Uganda National Examinations Board (UNEB) is investigating what it termed as an “underlying problem” that saw some candidates score zeros in the 2022 Uganda Advanced Certificate of Education (UACE) examinations.
While releasing the examination results Friday at the President’s Office in Kampala, UNEB executive director, Dan Odongo, said some zero scores were recorded in many papers.
“One of those candidates decided to just copy out questions several times in one of the papers,” he noted.
He went on: “Another (candidate) wrote “Dear Mr Examiner. You are still wasting time on me when there are more serious candidates?”. After writing “Now listen to my story” he wrote a short poem starting with “I am the stone the builder refused….”.
The candidate then listed the names of some famous musicians and their songs.
“Apart from scoring zero, this performance could indicate an underlying problem,” pointed out Odongo.
He cited an example of a Biology subject whose performance has again dropped below the 2020 level where it had risen.
Examiners attributed this to candidates having problems in questions on Genetics, Ecology and applications of biological concepts to the environment, Classification and inability to deal with simple mathematical computations in Biology.
“As we have stated before, the Uganda Advanced Certificate of Education (UACE) examination builds on the knowledge and skills assessed at UCE,” said Odongo.
He said it is designed to test candidates’ ability to comprehend and apply knowledge in new situations; demonstrate logical reasoning skills, ability to perform scientific experiments, interpret results and draw relevant conclusions.

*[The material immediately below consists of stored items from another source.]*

PR #285, opened 2023-05-19
Unify model path configurations using `ResourcePath`

jambayk:
## Describe your changes
This PR introduces a new class called `olive.resource_path.ResourcePath` that is able to handle many different types of model sources, both local and remote. 
Currently, the model path/source is specified through multiple parameters `model_path`, `name`, `version`, `model_storage_kind`. However, there is no systematic way in which these parameters interact. They were added as new features were implemented. 

Using `ResourcePath`, we can unify all of these into a single class that can be used by all model classes. 
The supported resource types are local file, local folder, string name, azureml model, azureml datastore and azureml job outputs. We can add other sources easily. 

We also remove `name` from `OliveModel` since it doesn't have any use and might be a point of confusion. 


test/unit_test/systems/azureml/output_pass/pipeline_output/named-outputs/pipeline_output/output_model.onnx
guotuofeng, line 1: could we not check-in binary files?

jambayk: Done. I also deleted the `.json` file in the same folder. The files are created during test time now.

olive/engine/engine.py
```diff
@@ -758,15 +764,19 @@ def _run_pass(
         # new model id
         input_model_number = input_model_id.split("_")[0]
         output_model_id = f"{self._get_new_model_number()}_{pass_name}-{input_model_number}-{hash_dict(pass_config)}"
-        output_model_path = str(self._model_cache_path / f"{output_model_id}")
+        output_model_path = self._model_cache_path / f"{output_model_id}" / "output_model"
```
guotuofeng, line 767: the output_model_id need to be modified to add the accelerator suffix if the pass is not accelerator agnostic. 
https://github.com/microsoft/Olive/pull/286. 

How do we handle this scenario if the output model name changes from model id to hardcode output_model?

olive/resource_path.py
```diff
@@ -0,0 +1,387 @@
...
+        return self.value
+
+
+LOCAL_RESOURCE_TYPES = [ResourceType.LocalFile, ResourceType.LocalFolder, ResourceType.StringName]
+AZUREML_RESOURCE_TYPES = [ResourceType.AzureMLModel, ResourceType.AzureMLDatastore, ResourceType.AzureMLJobOutput]
+
+_resource_config_registry: Dict[ResourceType, Type[ConfigBase]] = {}
+
+
+class ResourceConfig(ConfigBase):
```
guotuofeng, line 41: could we unify the hf_config by using the ResourceConfig?

olive/resource_path.py
```diff
@@ -0,0 +1,387 @@
...
+        if not inspect.isabstract(cls) and cls._type is not None:
+            _resource_config_registry[cls._type] = cls
+
+    @abstractmethod
+    def get_path(self) -> str:
+        """Return the resource path as a string."""
+        raise NotImplementedError
+
+    @abstractmethod
+    def save_to_dir(self, dir_path: Union[Path, str], name: str = None, overwrite: bool = False) -> str:
```
guotuofeng, line 57: is download better?

guotuofeng, line 57: force better?

olive/resource_path.py
```diff
@@ -0,0 +1,387 @@
...
+                    ml_client.models.download,
+                    [self.name],
+                    {"version": self.version, "download_path": temp_dir},
+                    max_tries=3,
+                    delay=5,
+                    exceptions=ServiceResponseError,
+                )
+                new_path.parent.mkdir(parents=True, exist_ok=True)
+                shutil.move(temp_dir / self.name / model_path.name, new_path)
+        except Exception as e:
```
guotuofeng, line 282: the try/catch logging is needless since the caller will catch the exception and handle it

olive/systems/azureml/aml_system.py
```diff
@@ -136,47 +144,59 @@ def _create_model_args(self, model_json: dict, tmp_dir: Path):
...
+            model_resource_path = ResourcePath.create_resource_path(model_json["config"]["model_path"])
+            asset_type = RESOURCE_TYPE_TO_ASSET_TYPE[model_resource_path.type]
+
+            if model_resource_path.type in AZUREML_RESOURCE_TYPES:
+                # ensure that the model is in the same workspace as the system
+                model_workspace_config = model_resource_path.config.azureml_client.get_workspace_config()
+                system_workspace_config = self.azureml_client_config.get_workspace_config()
+                for key in model_workspace_config:
+                    if model_workspace_config[key] != system_workspace_config[key]:
+                        raise Exception(
```
guotuofeng, line 157: better not raise Exception

olive/workflows/snpe/convertquantize/convertquantize.py
```diff
@@ -44,10 +44,10 @@ def convertquantize(
...
     if model_file.suffix == ".onnx":
         logger.info("Loading model...")
-        model = ONNXModel(model_file, name)
+        model = ONNXModel(model_file)
     elif model_file.suffix == ".pb":
         logger.info("Loading model...")
-        model = TensorFlowModel(model_file, name)
+        model = TensorFlowModel(model_file)
     else:
         raise Exception(f"Unsupported model format: {model_file.suffix}")
```
guotuofeng, line 52: raise ValueError?

test/integ_test/aml_model_test/test_aml_model.py
```diff
@@ -61,7 +49,38 @@ def test_aml_model():
...
+            "output_names": ["output"],
+        },
+    )
+    return pytorch_model
+
+
+def get_olive_workspace_config():
     subscription_id = os.environ.get("WORKSPACE_SUBSCRIPTION_ID")
     if subscription_id is None:
         raise Exception("Please set the environment variable WORKSPACE_SUBSCRIPTION_ID")
```
guotuofeng, line 86: ditto

test/integ_test/evaluator/azureml_eval/utils.py
```diff
@@ -128,7 +125,7 @@ def get_aml_target():
     )
 
 
-def generate_olive_workspace_config(workspace_config_path):
+def get_olive_workspace_config():
     subscription_id = os.environ.get("WORKSPACE_SUBSCRIPTION_ID")
     if subscription_id is None:
         raise Exception("Please set the environment variable WORKSPACE_SUBSCRIPTION_ID")
```
guotuofeng, line 131: not raise Exception

olive/resource_path.py
jambayk: `hf_config` is not only used to load models but also hold information about the hf configuration of the original model. It is also inherited by output models. So, it is not the same as resource path. 

You can see here that the model_path can be used to load the model even when there is hf config https://github.com/microsoft/Olive/blob/main/olive/model.py#L568/ 

I think we can make changes in a separate PR if we want to rethink this part.

olive/resource_path.py
jambayk: I think `overwrite` describes the behavior better?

“The questions set test the candidates’ ability to handle higher-order tasks such as descriptions, explanations, analysis, and evaluation which are expected at this level.”
The performance of candidates is reported using letter grades, and those candidates who scored grades A and B demonstrated high levels of knowledge of the subject matter and were able to handle tasks that required high-order skills.
“Their work in the practical examination papers also showed the ability to correctly use apparatus, record observations in a manner reflecting the accuracy level of the instruments used, and ability to use the data generated correctly to either plot graphs, or use the values obtained to substitute in a given formula to determine the required constants.”
According to Odongo, the candidates at lower levels demonstrated adequate basic mastery of the subject matter.
“Their performance was undermined by a misunderstanding of questions, and inability to describe, explain, interpret, offer logical arguments or illustrations and specific examples to qualify their answers.”
He said better answers were seen in parts of questions that are more direct.
“Some candidates rely on mnemonics in order to recall facts. In sciences, evidence of theoretical teaching with little practical experience given to the candidates was observed at many centres.”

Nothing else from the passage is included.